10/19/2009

In a shell by the sea.

Today, tomorrow, and for now on is going to be better. I promise.

I have been really trying to understand where and when my self control weakens during the day. If I could only avoid this somehow, turn this time span of land mines into something that reinforces my control, I could be doing so much better. This will probably not be easy.

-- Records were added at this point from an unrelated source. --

PR #47, opened 2019-03-14
APIS-2165 Add option to concatenate with delimiter

adamhostettler:


paas-api-pr-manager:

* [APIS-2165](https://jira.gannett.com/browse/APIS-2165): SSTS path different from attributes
```
Here you can see that a section exists, but path is empty: 

[https://content-api.gannettdigital.com/graphiql?siteCode=USAT&type=asset&query=query%20Gallery%28%24id%3A%20String%21%29%20%7B%20asset%28id%3A%20%24id%29%20%7B%20id%20ssts%20%7B%20leafName%20storysubject%20section%20path%20subsection%20subtopic%20taxonomyEntityDisplayName%20topic%20%7D%20%7D%20%7D%20&variables=%7B%20%22id%22%3A%20%221410095%22%20%7D&operationName=Gallery]

web call: 

[http://web-api-west.production.gannettdigital.com/v4/assets/1410095?consumer=testing&sitereferrerid=1&global=true]

Looks like path is being pulled from somewhere: [https://github.com/GannettDigital/content-api-asset/blob/master/schema/output/assets/base.json#L653]

We can concat these attributes ourselves, but would like to know why path is null here. 

 

AC

new operator in jstransform to join with a delimiter

content-api-asset updated to join for ssts path

content-ingestor-api updated
```

transform/transform.go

The thing is, I am so confident in my self control when I start the day right. When I wake, have my cup of green tea, maybe an apple, go to the gym, avoid mindlessly eating in front of the television or computer, I feel as if you can't stop me. I just get in that mindset. The trouble is when I wake up, I seem to be in a zombie like haze. Most of the time I'm not even hungry but I still head straight to the fridge or cabinet for some sugary cereal or whatever else that is easily accessible. By the time I have fully awoken, I have already completely destroyed my day.

How do you change a behavior when you aren't fully conscious or thinking clearly?
My first idea was to always have something to do in the morning. I could start waking up very early to go to the gym so that I don't have time to eat before I leave the house. By the time I return home I won't want to set back all of the hard work I had just done at the gym.
Another idea I have is to have an approved breakfast already set out for myself. I have even considered making notes and sticking them on the wall right next to my bed or on my door knob so that I am immediately reminded that I should be mindful of my choices.

I need to somehow turn this time of day into something that motivates me.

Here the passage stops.